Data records
# # #

PR #41, opened 2015-08-19
Kill fedup

wgwoods:
These patches make lorax stop building `upgrade.img` and stop requiring `fedup-dracut` and friends. 

For backward-compatibility, the API and CLI have been left unchanged. `--noupgrade` is still accepted and `doupgrade` still gets passed into the templates. It just doesn't do anything.

This is intended for f23-branch and master, so it might need backporting.

_NOTE_: there's one place in `pylorax/__init__.py` that might want some tweaking:
```python
        # ppc64 cannot boot an initrd > 32MiB so remove some drivers
        if self.arch.basearch in ("ppc64", "ppc64le"):
            dracut_args.extend(["--omit-drivers", REMOVE_PPC64_DRIVERS])

            # Only omit dracut modules from the initrd so that they're kept for
            # upgrade.img
            anaconda_args.extend(["--omit", REMOVE_PPC64_MODULES])
```
As far as I can tell, though, that shouldn't hurt anything

### DIFF
--- a/docs/lorax.1
+++ b/docs/lorax.1
@@ -79,9 +79,6 @@ volume id
 \fB\-\-nomacboot\fR
 
 .TP
-\fB\-\-noupgrade\fR
-
-.TP
 \fB\-\-logfile=LOGFILE\fR
 Path to logfile
 
@@ -95,4 +92,3 @@ Martin Gracik
 Will Woods
 Brian C. Lane
 .fi
-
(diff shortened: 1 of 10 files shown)


jkonecny12:
Seems good to me but I think @bcl should see this.

BTW when the funeral will be?

wgwoods:
> BTW when the funeral will be?

Once the packages are officially dead - hopefully when the clock strikes F23 - we'll say a few words, close all the bugs, and then drink a lot of whiskey.

bcl:
Great idea :) I also like how most of the changes are in the templates.

bcl:
pushed.

PR #42, opened 2015-08-20
Add enough of shadow-utils to create new user accounts.

dashea:
Yes user accounts, some account management

### DIFF
--- a/share/runtime-cleanup.tmpl
+++ b/share/runtime-cleanup.tmpl
@@ -37,8 +37,13 @@ append etc/selinux/config ""
 removefrom fedora-release --allbut /etc/os-release /usr/lib/os-release \
                                    /usr/lib/os.release.d/*
 removepkg fedora-release-rawhide
-## no user accounts = no account management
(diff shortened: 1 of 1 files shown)


vpodzime:
Looks good to me.

bcl:
Why do we need these here? This is for the libuser replacement, right? Shouldn't any tools it is using be run from the installed system's chroot? Sorry for all the ? marks :)

dashea:
> Shouldn't any tools it is using be run from the installed system's chroot?

Sort of. The way I did the anaconda change was to run useradd etc from / with -R <sysroot>, so the tools themselves are doing the chroot instead of anaconda. Granted, we add the sysroot to the path so that could still use the tools installed to the sysroot, but I figured that shadow-utils is probably one of those base packages that the cloud folks don't install to their images, and I did this change to avoid breaking things for that case.

bcl:
Ok, ACK from me as well then, thanks.

dashea:
Pushed to f23 and master

PR #43, opened 2015-08-26
Document --timeout in livemedia-creator man page

atodorov:


docs/livemedia-creator.1
```diff
@@ -184,6 +185,10 @@ volume id
 \fB\-\-squashfs_args SQUASHFS_ARGS\fR
 additional squashfs args
 
+.TP
+\fB\-\-timeout TIMEOUT\fR
+Cancel installer after X minutes
```
vpodzime: *"Terminate the installation"* sounds better to me, but native speakers should probably tell us what is the right wording here.

vpodzime:
Looks good to me otherwise.

docs/livemedia-creator.1
atodorov: I've taken this from --help description. Will update both if wording changes.

bcl:
merged, thanks.

PR #44, opened 2015-08-26
Replace the metacity theme file.

dashea:
This replaces the Adwaita metacity-theme-2.xml file with a version that
sets has_title=False and removes the title borders for maximized
windows. This allows anaconda to run as a maximized window instead of a
fullscreen window while still running without a titlebar.

Related: rhbz#1231856


bcl:
Bleh. If we must.

PR #45, opened 2015-08-26
Update lmc docs and use the same size for / across installation types.

bcl:


vpodzime:
Looks good to me now that I understand it better. :)

bcl:
pushed

PR #46, opened 2015-08-27
Run spice-vdagentd without systemd-logind integration

dashea:
The system-wide spice guest agent, spice-vdagentd, normally uses
systemd-logind to determine which of the per-session spice-vdagent
instances it should be communicating with. On the non-live media, the X
session isn't registered with systemd-logind, so instead start
spice-vdagentd with -X to disable the systemd-logind integration and
serve instead to a single spice-vdagent.

(cherry picked from commit 96ecdd4e6eafd18fa2af2e374cae59c131301984)

Related: rhbz#1169991


vpodzime:
Looks good to me too.

dashea:
Pushed this one a while ago. Oops.

PR #47, opened 2015-08-31
Don't include early microcode in initramfs (#1258498)

bcl:
The system the image boots on will likely not match the host where lorax
was run, and in some cases this can cause systems to hang.

Resolves: rhbz#1258498


vpodzime:
Looks good to me too.

bcl:
pushed

PR #48, opened 2015-09-01
livemedia-creator: Remove random-seed from images (#1258986)

bcl:
systemd uses /var/lib/systemd/random-seed to add entropy to /dev/urandom
at boot time. During image creation this file is created, and if not
removed everything using the image will be adding the same seed.

This is only additional entropy, NOT a seed in the sense of a starting
point for a PRNG, so it will be mixed with other entropy as the system
runs. It isn't a good idea to use the same value everywhere so make sure
it is removed in %post

Resolves: rhbz#1258986

### DIFF
--- a/docs/fedora-minimized.ks
+++ b/docs/fedora-minimized.ks
@@ -37,6 +37,9 @@ part swap --size=1000
 %post
 # Remove root password
 passwd -d root > /dev/null
+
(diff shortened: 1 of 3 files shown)


vpodzime:
Looks good to me.

bcl:
pushed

# # #

DESCRIPTION OF THE TASK:
Write out all of the entries above, exactly and in full.

SOLUTION FOR THIS PROBLEM:
PR #41, opened 2015-08-19
Kill fedup

wgwoods:
These patches make lorax stop building `upgrade.img` and stop requiring `fedup-dracut` and friends. 

For backward-compatibility, the API and CLI have been left unchanged. `--noupgrade` is still accepted and `doupgrade` still gets passed into the templates. It just doesn't do anything.

This is intended for f23-branch and master, so it might need backporting.

_NOTE_: there's one place in `pylorax/__init__.py` that might want some tweaking:
```python
        # ppc64 cannot boot an initrd > 32MiB so remove some drivers
        if self.arch.basearch in ("ppc64", "ppc64le"):
            dracut_args.extend(["--omit-drivers", REMOVE_PPC64_DRIVERS])

            # Only omit dracut modules from the initrd so that they're kept for
            # upgrade.img
            anaconda_args.extend(["--omit", REMOVE_PPC64_MODULES])
```
As far as I can tell, though, that shouldn't hurt anything

### DIFF
--- a/docs/lorax.1
+++ b/docs/lorax.1
@@ -79,9 +79,6 @@ volume id
 \fB\-\-nomacboot\fR
 
 .TP
-\fB\-\-noupgrade\fR
-
-.TP
 \fB\-\-logfile=LOGFILE\fR
 Path to logfile
 
@@ -95,4 +92,3 @@ Martin Gracik
 Will Woods
 Brian C. Lane
 .fi
-
(diff shortened: 1 of 10 files shown)


jkonecny12:
Seems good to me but I think @bcl should see this.

BTW when the funeral will be?

wgwoods:
> BTW when the funeral will be?

Once the packages are officially dead - hopefully when the clock strikes F23 - we'll say a few words, close all the bugs, and then drink a lot of whiskey.

bcl:
Great idea :) I also like how most of the changes are in the templates.

bcl:
pushed.

PR #42, opened 2015-08-20
Add enough of shadow-utils to create new user accounts.

dashea:
Yes user accounts, some account management

### DIFF
--- a/share/runtime-cleanup.tmpl
+++ b/share/runtime-cleanup.tmpl
@@ -37,8 +37,13 @@ append etc/selinux/config ""
 removefrom fedora-release --allbut /etc/os-release /usr/lib/os-release \
                                    /usr/lib/os.release.d/*
 removepkg fedora-release-rawhide
-## no user accounts = no account management
(diff shortened: 1 of 1 files shown)


vpodzime:
Looks good to me.

bcl:
Why do we need these here? This is for the libuser replacement, right? Shouldn't any tools it is using be run from the installed system's chroot? Sorry for all the ? marks :)

dashea:
> Shouldn't any tools it is using be run from the installed system's chroot?

Sort of. The way I did the anaconda change was to run useradd etc from / with -R <sysroot>, so the tools themselves are doing the chroot instead of anaconda. Granted, we add the sysroot to the path so that could still use the tools installed to the sysroot, but I figured that shadow-utils is probably one of those base packages that the cloud folks don't install to their images, and I did this change to avoid breaking things for that case.

bcl:
Ok, ACK from me as well then, thanks.

dashea:
Pushed to f23 and master

PR #43, opened 2015-08-26
Document --timeout in livemedia-creator man page

atodorov:


docs/livemedia-creator.1
```diff
@@ -184,6 +185,10 @@ volume id
 \fB\-\-squashfs_args SQUASHFS_ARGS\fR
 additional squashfs args
 
+.TP
+\fB\-\-timeout TIMEOUT\fR
+Cancel installer after X minutes
```
vpodzime: *"Terminate the installation"* sounds better to me, but native speakers should probably tell us what is the right wording here.

vpodzime:
Looks good to me otherwise.

docs/livemedia-creator.1
atodorov: I've taken this from --help description. Will update both if wording changes.

bcl:
merged, thanks.

PR #44, opened 2015-08-26
Replace the metacity theme file.

dashea:
This replaces the Adwaita metacity-theme-2.xml file with a version that
sets has_title=False and removes the title borders for maximized
windows. This allows anaconda to run as a maximized window instead of a
fullscreen window while still running without a titlebar.

Related: rhbz#1231856


bcl:
Bleh. If we must.

PR #45, opened 2015-08-26
Update lmc docs and use the same size for / across installation types.

bcl:


vpodzime:
Looks good to me now that I understand it better. :)

bcl:
pushed

PR #46, opened 2015-08-27
Run spice-vdagentd without systemd-logind integration

dashea:
The system-wide spice guest agent, spice-vdagentd, normally uses
systemd-logind to determine which of the per-session spice-vdagent
instances it should be communicating with. On the non-live media, the X
session isn't registered with systemd-logind, so instead start
spice-vdagentd with -X to disable the systemd-logind integration and
serve instead to a single spice-vdagent.

(cherry picked from commit 96ecdd4e6eafd18fa2af2e374cae59c131301984)

Related: rhbz#1169991


vpodzime:
Looks good to me too.

dashea:
Pushed this one a while ago. Oops.

PR #47, opened 2015-08-31
Don't include early microcode in initramfs (#1258498)

bcl:
The system the image boots on will likely not match the host where lorax
was run, and in some cases this can cause systems to hang.

Resolves: rhbz#1258498


vpodzime:
Looks good to me too.

bcl:
pushed

PR #48, opened 2015-09-01
livemedia-creator: Remove random-seed from images (#1258986)

bcl:
systemd uses /var/lib/systemd/random-seed to add entropy to /dev/urandom
at boot time. During image creation this file is created, and if not
removed everything using the image will be adding the same seed.

This is only additional entropy, NOT a seed in the sense of a starting
point for a PRNG, so it will be mixed with other entropy as the system
runs. It isn't a good idea to use the same value everywhere so make sure
it is removed in %post

Resolves: rhbz#1258986

### DIFF
--- a/docs/fedora-minimized.ks
+++ b/docs/fedora-minimized.ks
@@ -37,6 +37,9 @@ part swap --size=1000
 %post
 # Remove root password
 passwd -d root > /dev/null
+
(diff shortened: 1 of 3 files shown)


vpodzime:
Looks good to me.

bcl:
pushed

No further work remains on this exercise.